## Material provided
PR #108, opened 2018-11-27
LIHADOOP-41388: Inject Azkaban metadata to TonY configuration

erwa:
Tested on our test cluster. Verified that `/system/tony-history/application_XXX_XXX/config.xml` now contains Azkaban metadata such as

* azkaban.link.execution.url
* azkaban.link.job.url
* azkaban.flow.projectname

etc.

### DIFF
--- a/tony-azkaban/src/main/java/com/linkedin/tony/azkaban/TensorFlowJob.java
+++ b/tony-azkaban/src/main/java/com/linkedin/tony/azkaban/TensorFlowJob.java
@@ -4,10 +4,8 @@
  */
 package com.linkedin.tony.azkaban;
 
-import azkaban.flow.CommonJobProperties;
 import azkaban.jobtype.HadoopJavaJob;
 import azkaban.jobtype.HadoopJobUtils;
-import azkaban.security.commons.HadoopSecurityManager;
 import azkaban.utils.Props;
 import java.io.File;
 import java.io.FileOutputStream;
@@ -17,8 +15,6 @@ import java.util.Map;
 import org.apache.hadoop.conf.Configuration;
 import org.apache.log4j.Logger;
 
-import static org.apache.hadoop.security.UserGroupInformation.HADOOP_TOKEN_FILE_LOCATION;
-
 
 /**
  * The Azkaban jobtype for running a TensorFlow job.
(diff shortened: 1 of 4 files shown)


erwa:
There was a lot of duplicate code in TensorFlowJob type which I removed (HadoopJavaJob (which TensorFlowJob extends) already does most of it).

The code changes to inject the Azkaban metadata were minimal because `TensorFlowJob.run()` calls `super.run()` (`HadoopJavaJob.run()`), which already calls `HadoopConfigurationInjector.prepareResourcesToInject()`.

On the `TonyClient` side, just needed to add `HadoopConfigurationInjector.injectResources(new Props() /* ignored */);` to the `main()` method before a `new Configuration()` is created.

tony-cli/build.gradle
```diff
@@ -14,6 +14,7 @@ shadowJar {
     exclude(dependency('com.sun.jersey.contribs:'))
     exclude(dependency('org.apache.hadoop:'))
   }
+  zip64 true
```
oliverhu: what does this do?

tony-azkaban/src/main/java/com/linkedin/tony/azkaban/TensorFlowJob.java
```diff
@@ -104,30 +71,13 @@ public String getJavaClass() {
...
-    String typeUserGlobalJVMArgs = getJobProps().getString(HadoopJobUtils.JOBTYPE_GLOBAL_JVM_ARGS, null);
-    if (typeUserGlobalJVMArgs != null) {
-      args += " " + typeUserGlobalJVMArgs;
-    }
-    String typeSysGlobalJVMArgs = getSysProps().getString(HadoopJobUtils.JOBTYPE_GLOBAL_JVM_ARGS, null);
-    if (typeSysGlobalJVMArgs != null) {
-      args += " " + typeSysGlobalJVMArgs;
-    }
-    String typeUserJVMArgs = getJobProps().getString(HadoopJobUtils.JOBTYPE_JVM_ARGS, null);
-    if (typeUserJVMArgs != null) {
```
oliverhu: i remember we left some of these here for compatibility, make sure we don't need to force user to upgrade tony

tony-cli/build.gradle
erwa: It's needed once the number of files in the jar exceeds 65535 entries: https://github.com/johnrengelman/shadow/issues/107

tony-azkaban/src/main/java/com/linkedin/tony/azkaban/TensorFlowJob.java
erwa: This is the exact same code as in HadoopJavaJob.getJVMArguments (which is already called via super.getJVMArguments() on line 72), so it should be safe to remove.

I also tested the jobtype changes in Azkaban (replaced the jar and reloaded the jobtype plugins) and it still worked fine.

tony-cli/build.gradle
erwa: I guess adding the Azkaban dependencies in tony-core tipped the fat jar over 65535 entries.

Issue #112, opened 2018-11-29
TonY should inject the version info (build version, commit, user, branch, etc.) into the Configuration


erwa:
TonY should inject build metadata (version number, commit hash, user, date, etc.) into the Configuration created by the TonyClient so that this info is available in the config.xml for TonY applications.

PR #113, opened 2018-11-29
LIHADOOP-41391: Inject TonY version into TonY configuration

erwa:
Fixes https://github.com/linkedin/TonY/issues/112.

Adapted VersionInfo.java from Hadoop and VersionInfo.gradle (renamed to version-info.gradle) from Dali.

Also moved the XXXUtils files into a util package.

The contents of the `version-info.properties` added to the tony jars look like

```
#Thu, 29 Nov 2018 09:02:46 -0800

version=0.1.5
revision=1cba10da369b846c53a3f99e9acbf8321db876e7
branch=inject-version
user=ahsu
date=Thu Nov 29 09\:02\:46 PST 2018
url=git@github.com\:erwa/TonY.git
srcChecksum=58e8dc8ad20e1c0c827ef429c6e4c567
```

The `tony.version-info.XXX` properties added to the `config.xml` written out by TonY look like:

```
<property><name>tony.version-info.url</name><value>git@github.com:erwa/TonY.git</value><final>false</final><source>programatically</source><source>tony-final.xml</source></property>

<property><name>tony.version-info.branch</name><value>inject-version</value><final>false</final><source>programatically</source><source>tony-final.xml</source></property>

<property><name>tony.version-info.checksum</name><value>58e8dc8ad20e1c0c827ef429c6e4c567</value><final>false</final><source>programatically</source><source>tony-final.xml</source></property>

<property><name>tony.version-info.version</name><value>0.1.5</value><final>false</final><source>programatically</source><source>tony-final.xml</source></property>

<property><name>tony.version-info.date</name><value>Thu Nov 29 09:02:46 PST 2018</value><final>false</final><source>programatically</source><source>tony-final.xml</source></property>

<property><name>tony.version-info.user</name><value>ahsu</value><final>false</final><source>programatically</source><source>tony-final.xml</source></property>

<property><name>tony.version-info.revision</name><value>1cba10da369b846c53a3f99e9acbf8321db876e7</value><final>false</final><source>programatically</source><source>tony-final.xml</source></property>
```


erwa:
Fixed the TestTonyConfigurationFields test.

.gitignore
```diff
@@ -23,6 +23,7 @@
 .settings
 .svn
 .vscode/
+/test/
```
oliverhu: this looks dangerous, would this possibly exclude future test files from git?

gradle/version-info.gradle
```diff
@@ -0,0 +1,78 @@
+import java.security.MessageDigest
```
oliverhu: can you add some documentation what this gradle file does?

tony-core/src/main/java/com/linkedin/tony/util/VersionInfo.java
```diff
@@ -0,0 +1,142 @@
...
+public class VersionInfo {
+  private static final Log LOG = LogFactory.getLog(VersionInfo.class);
+
+  private Properties versionInfo;
+
+  private VersionInfo() {
+    versionInfo = new Properties();
+    String versionInfoFile = "version-info.properties";
+    try {
+      InputStream is = Thread.currentThread().getContextClassLoader()
```
oliverhu: why throw exception and then catch exception and print a log? Can we just if (is == null ) {log; return;}?

.gitignore
erwa: This should only exclude the root `/test` folder since I prefixed with a `/`. Let me test this out.

erwa: Confirmed that only the root `/test` folder is impacted. But I see how this can be confusing and I think it's better that I just ignore/deal with untracked files some other way. (I could just create my test directory in `/tmp/test`, for example.) I'll remove this.

tony-core/src/main/java/com/linkedin/tony/util/VersionInfo.java
erwa: I think it was written this way to avoid duplicate log lines. The current way it's written, there's just one log line on line 38.

gradle/version-info.gradle
erwa: Will add.

erwa:
Addressed @oliverhu's comments in https://github.com/linkedin/TonY/pull/113/commits/c9a6919fd4a7d7fed04bd1e2ae1266cc733a334f.

tony-core/src/main/java/com/linkedin/tony/util/VersionInfo.java
oliverhu: oh i see.. I feel it is more intuitive to just log instead of throwing an exception. Also we can use try-with-resources

```
try (InputStream is = Thread.currentThread().getContextClassLoader().getResourceAsStream(versionInfoFile)){
if (is == null) {
   LOG
} else {
 versionInfo.load(is);
} catch () {
}
```

Also it looks phishing that getResourceAsStream would return null & throw IOException both. I'd suppose that function should either throw exception or return null?

oliverhu:
Added another comment

tony-core/src/main/java/com/linkedin/tony/util/VersionInfo.java
erwa: Updated to use try-with-resources and just log instead of throw exception if `is` is `null`.

erwa:
Rebased on `master`. Will merge if tests pass.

## Task directions
The answer should be a bare number: the count of lines above in which the word "issues" occurs.

## Solution below
2